Bagaimana mungkin bisa mengakuisisi perusahaan sekitar 44% saham DEWA
secara tidak langsung dengan mengakuisisi 80% saham Zurich Investment
yang memiliki 55% saham DEWA dengan harga setara dengan harga DEWA di
Rp351 sementara harga pasarnya hanya sekitar Rp50 saja. Orang lulusan
SD juga tidak akan sebodoh itu melakukan akuisisi dengan harga yang
sangat tidak mencerminkan mendahulukan kepentingan pemegang saham
BUMI.
Badan investigasi khusus perlu segera dibentuk. Kalau ditemukan fraud,
penyalahgunaan wewenang dan jabatan, langsung dipenjarakan saja semua
manajemen BUMI.
Yang juga jadi pertanyaan adalah bagaimana kontrol dari Komisaris
Independen di BUMI yang seharusnya berada di BUMI untuk melindungi
kepentingan pemegang saham publik. Hal ini mengingat komisaris
independen di BUMI salah satu fungsinya dibentuk adalah menjaga
kepentingan pemegang saham publik dan bukan kelompok tertentu.
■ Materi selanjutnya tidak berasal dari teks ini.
PR #40, opened 2015-03-27
Disable default Oscar analytics receivers

rlucioni:
Some default receivers, such as the receiver responsible for tallying product orders, make row-locking queries which significantly degrade performance at scale. This PR introduces a feature flag which controls whether these receivers should be installed at startup.

@clintonb and @wedaly, please review.


rlucioni:
I've updated the [service settings page](https://openedx.atlassian.net/wiki/display/XCOM/Service+Settings) and filed [a ticket](https://openedx.atlassian.net/browse/DEVOPS-1435) with DevOps.

clintonb:
:+1:

rlucioni:
@wedaly has deferred review of this PR; I'm going to go ahead and merge.

PR #41, opened 2015-03-27
Add processor response endpoint

dianakhuang:
XCOM-154

This is the simplistic endpoint that CyberSource contacts in order to update the order information. It will then record the payment, update the order information, and then attempt to fulfill the order.

I have also updated our CyberSource processor to update the order status when payment fails. More sophisticated error handling will happen as part of XCOM-174.

@rlucioni @clintonb @stephensanchez


extensions/fulfillment/mixins.py
```diff
@@ -0,0 +1,20 @@
...
+
+EventHandler = get_class('order.processing', 'EventHandler')
+
+
+class FulfillmentMixin(object):
+    """ A mixin that provides the ability to fulfill orders. """
+    SHIPPING_EVENT_NAME = 'Shipped'
+
+    def _fulfill_order(self, order):
+        """Attempt fulfillment for orders consisting of a free product."""
```
rlucioni: Since this method isn't specific to free products/orders, this docstring should be updated to `"Attempt fulfillment for an order."`

extensions/payment/app.py
```diff
@@ -0,0 +1,16 @@
...
+
+
+class PaymentApplication(Application):
+    """Payment application class.
+
+    This subclasses Oscar's base application class to create a custom
+    container for Payment URLs and views
+    """
+    def get_urls(self):
+        """Returns the URL patterns for the API."""
```
rlucioni: `"""Returns the URL patterns for the payment app."""`

extensions/payment/processors.py
```diff
@@ -356,11 +361,11 @@ def _verify_signatures(self, params):
 
         return valid_params
 
-    def _mark_cancelled(self, order_num):
+    def _mark_status(self, order_num, status):
         """ When a user cancels a submitted payment, mark it as such in the DB """
```
rlucioni: Could you update this docstring to reflect the more general functionality this method now provides?

extensions/payment/processors.py
```diff
@@ -269,6 +269,7 @@ def _check_payment_consistency(self, order_num, auth_amount, currency):
         """
         try:
             if not Order.check_order_total(order_num, auth_amount, currency):
+                self._mark_status(order_num, ORDER.PAYMENT_ERROR)
```
rlucioni: These two lines each require the same SELECT operation to look up the order by number. It would be more efficient to attempt the lookup at the outset. If the order exists, assign the order object to a variable and operate on it directly; no need for the `_mark_status` helper method. If the order doesn't exist, raise the appropriate exception.

extensions/payment/constants.py
```diff
@@ -5,6 +5,7 @@ class ProcessorConstants(object):
     """ Constants that are used by all payment processors """
     ORDER = 'order'
     SUCCESS = 'success'
+    PAID = 'Paid'
```
clintonb: [NIT] `paid` with a lowercase `p`.

extensions/payment/processors.py
```diff
@@ -313,15 +314,19 @@ def _verify_signatures(self, params):
         # First see if the user cancelled the transaction
         # if so, then not all parameters will be passed back so we can't yet verify signatures
         if params.get(CS.FIELD_NAMES.DECISION) == CS.CANCEL:
-            self._mark_cancelled(params.get(CS.FIELD_NAMES.REQ_REFERENCE_NUMBER))
+            self._mark_status(params.get(CS.FIELD_NAMES.REQ_REFERENCE_NUMBER), ORDER.PAYMENT_CANCELLED)
             raise UserCancelled()
 
         #  if the user decline the transaction
         # if so, then auth_amount will not be passed back so we can't yet verify signatures
```
clintonb: [NIT] Fix the grammar of this comment.

extensions/payment/processors.py
```diff
@@ -313,15 +314,19 @@ def _verify_signatures(self, params):
         # First see if the user cancelled the transaction
         # if so, then not all parameters will be passed back so we can't yet verify signatures
```
clintonb: [NIT] Fix the grammar of this comment.

extensions/payment/tests/test_processors.py
```diff
@@ -332,6 +332,16 @@ def test_process_missing_parameters(self, missing_param):
         # Expect an error
         self.assertFalse(result[PC.SUCCESS])
 
+    def test_process_error_parameters(self):
+        """ Test when CyberSource returns an ERROR decision """
```
rlucioni: Could you describe the expected behavior when CyberSource returns an error decision?

extensions/payment/tests/test_views.py
```diff
@@ -0,0 +1,144 @@
...
+        self.user = factories.UserFactory(username='edx')
+        self.order = factories.create_order(number=ORDER_NUMBER, status=ORDER.BEING_PROCESSED)
+        # Create a type of event that gets used during fulfillment
+        ShippingEventType.objects.create(code='shipped', name='Shipped')
+        PaymentEventType.objects.create(name=PC.PAID)
+
+    # Reuse the fake fulfillment module provided by the test_api tests
+    @override_settings(
+        PAYMENT_PROCESSOR_CLASS=SUCCESS_PROCESSOR,
+        FULFILLMENT_MODULES=['fulfillment.tests.test_api.FakeFulfillmentModule', ]
```
clintonb: Override the fulfillment module for the entire class instead of repeating the directive for each test.

extensions/payment/views.py
```diff
@@ -0,0 +1,63 @@
...
+    def post(self, request):
+        """ Handle the response we've been given from the processor. """
+        payment_processor = get_processor_class(getattr(settings, 'PAYMENT_PROCESSOR_CLASS'))
+        # check the data we get
+        params = request.POST.dict()
+        result = payment_processor().handle_processor_response(params)
+        if result[PC.SUCCESS]:
+            # get the order
+            order = Order.objects.get(number=result[PC.ORDER])
+            print order
```
rlucioni: Left over from debugging?

extensions/payment/urls.py
```diff
@@ -0,0 +1,9 @@
+""" Payment-related URLs """
+from django.conf.urls import patterns, url
+
+from extensions.payment import views
+
+urlpatterns = patterns(
+    '',
+    url(r'/processor_callback/$', views.ProcessorResponseView.as_view(), name='processor_callback'),
```
clintonb: This should be CyberSource-specific (e.g. `/cybersource/callback/`). Looking forward to other work, we will need a similar endpoint for Paypal, and sharing an endpoint may lead to ugly branching in the view code.

clintonb:
@dianakhuang Everything looks fine, excepting the callback URL. Let me know if you have questions, or if my comment needs additional clarification.

extensions/payment/constants.py
rlucioni: These constant names should be changed to better reflect their use. `ORDER` and `SUCCESS` are dictionary keys. Could you follow the same pattern used for storing CyberSource field names, and modify `ORDER` to `ORDER_NUMBER`, since it keys the order number returned by the processor instead of an order object? Similarly, `PAID` is used as the name of a payment event; could you change it to something like `PAYMENT_EVENT_NAME`?

extensions/payment/tests/test_processors.py
```diff
@@ -194,6 +194,10 @@ class CybersourcePaymentAcceptanceTests(CybersourceTests):
     """Tests of the CyberSource processor class related to checking response."""
     FAILED_DECISIONS = ["DECLINE", "CANCEL", "ERROR"]
 
+    def setUp(self):
+        super(CybersourcePaymentAcceptanceTests, self).setUp()
+        self.order.set_status(ORDER.BEING_PROCESSED)
```
rlucioni: I'd move this to the base `PaymentProcessorTestCase`. Payment processors should never operate on an order in a state other than `BEING_PROCESSED`. A unit test of this behavior might be a good thing to add.

extensions/payment/urls.py
rlucioni: The URL and name of the endpoint should also more precisely reflect its function. In this case, the endpoint is used for order fulfillment. I'd suggest `/cybersource/fulfill/` and `cybersource_fulfill` as the URL and name, respectively.

extensions/payment/views.py
```diff
@@ -0,0 +1,63 @@
+""" Views for interacting with the payment processor. """
+from django.conf import settings
+from django.http import HttpResponse
+from django.views.generic import View
+
+from oscar.apps.checkout.mixins import OrderPlacementMixin
+from oscar.apps.payment.models import SourceType
```
rlucioni: These third-party imports shouldn't be separated from other third-party imports with a newline.

extensions/payment/views.py
```diff
@@ -0,0 +1,63 @@
...
+
+
+class ProcessorResponseView(View, OrderPlacementMixin, FulfillmentMixin):
+    """
+    Accept response from the processor and fulfill the request
+    """
+
+    def post(self, request):
+        """ Handle the response we've been given from the processor. """
+        payment_processor = get_processor_class(getattr(settings, 'PAYMENT_PROCESSOR_CLASS'))
```
rlucioni: This setting will be removed, pending the merge of #42. To get the default payment processor, you should instead use:
```python
payment_processor = get_processor_class(settings.PAYMENT_PROCESSORS[0])
```

extensions/payment/views.py
```diff
@@ -0,0 +1,63 @@
...
+from oscar.apps.payment.models import SourceType
+
+from extensions.order.models import Order
+from extensions.fulfillment.status import ORDER
+from extensions.fulfillment.mixins import FulfillmentMixin
+from extensions.payment.constants import ProcessorConstants as PC
+from extensions.payment.helpers import get_processor_class
+
+
+class ProcessorResponseView(View, OrderPlacementMixin, FulfillmentMixin):
```
rlucioni: This endpoint should be CyberSource specific. You could follow the same pattern used for defining the processor classes.

rlucioni: I'd also recommend using DRF, to be consistent with our other endpoints. You can follow the pattern established by our other API endpoints; for example, the [fulfillment retry endpoint](https://github.com/edx/django-oscar-extensions/pull/41/files#diff-0d2ac1441ae5eee848b90cf82393d79dR281).

extensions/settings/_oscar.py
```diff
@@ -53,7 +53,8 @@
 OSCAR_ORDER_STATUS_PIPELINE = {
     ORDER.OPEN: (ORDER.BEING_PROCESSED, ORDER.ORDER_CANCELLED,),
     ORDER.ORDER_CANCELLED: (),
-    ORDER.BEING_PROCESSED: (ORDER.PAID, ORDER.PAYMENT_CANCELLED,),
+    ORDER.BEING_PROCESSED: (ORDER.PAID, ORDER.PAYMENT_CANCELLED, ORDER.PAYMENT_ERROR),
+    ORDER.PAYMENT_ERROR: (),
```
rlucioni: Is `PAYMENT_ERROR` the correct final state for orders experiencing a payment error? Other error states allow transition to `COMPLETE` or `REFUNDED`. It seems like this state should allow transition to the `PAID` and `PAYMENT_CANCELLED` states.

extensions/urls.py
```diff
@@ -16,6 +17,7 @@
     # Oscar URLs
     url(r'^i18n/', include('django.conf.urls.i18n')),
     url(r'^api/v1/', include(api.urls)),
+    url(r'^payment/', include(payment.urls)),
```
rlucioni: I'm concerned about these payment endpoints existing separately from the rest of the API. Aren't they part of our nascent API? Why not include them at `api/v1/payment/`?

dianakhuang: If we think of an API as an interface we may want other people to program against, I really don't think this fits at all. It's always going to be keyed to the implementation of our processors without any regard for breaking compatibility for the possible people who would want to write code against it. It is an endpoint that interfaces with an API, but I don't think it makes sense as part of an API itself.

clintonb: I agree. This should *not* be part of the API.

rlucioni: Okay, thanks for the clarification.

dianakhuang:
@rlucioni I believe I've addressed all your comments.

extensions/payment/constants.py
```diff
@@ -3,8 +3,9 @@
 
 class ProcessorConstants(object):
     """ Constants that are used by all payment processors """
-    ORDER = 'order'
+    ORDER_NUMBER = 'order_number'
     SUCCESS = 'success'
+    PAID_EVENT_NAME = 'Paid'
```
rlucioni: Minor: `PAYMENT_EVENT_NAME` would be more correct.

dianakhuang: I'm just worried that it'll be confusing with the fact that we're creating `PaymentEventType` obejcts with the constant `PAYMENT_EVENT_NAME`. Currently, it's the only type, but I can imagine us adding more later to track things like refunds and such.

extensions/payment/processors.py
```diff
@@ -329,16 +329,21 @@ def _verify_signatures(self, params):
...
+        # passed back, so we can't yet verify signatures.
         if params.get(CS.FIELD_NAMES.DECISION) == CS.CANCEL:
-            self._mark_cancelled(params.get(CS.FIELD_NAMES.REQ_REFERENCE_NUMBER))
+            self._mark_status(params.get(CS.FIELD_NAMES.REQ_REFERENCE_NUMBER), ORDER.PAYMENT_CANCELLED)
             raise UserCancelled()
 
-        # If the user declines the transaction auth_amount will not be passed back so we can't yet verify signatures.
+        # If the processor declines the transaction, the auth_amount will
+        # not be passed back so we can't yet verify signatures.
         if params.get(CS.FIELD_NAMES.DECISION) == CS.DECLINE:
```
rlucioni: It seems like CANCEL and DECLINE decisions are mutually exclusive. If this is the case, why not use `elif` here as well, like you do below?

extensions/payment/constants.py
rlucioni: That's fair.

rlucioni:
Just a few more minor comments. Once those are addressed and the build passes, :+1: .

Kalau
seandainya komisaris independen ini tidak juga melakukan
tindakan-tindakan yang membela kepentingan publik, sebaiknya posisinya
dicopot saja dan diganti dengan orang yang memang mau benar-benar dan
sungguh-sungguh mengontrol gerakan-gerakan manajemen BUMI agar tidak
merugikan kepentingan pemegang saham publik.
Bagi saya jauh lebih baik BUMI dipimpin oleh orang lulusan SD saja
tapi punya kejujuran yang tinggi ketimbang dipimpin oleh orang
berpendidikan tinggi tapi kejujurannya sangat dipertanyakan.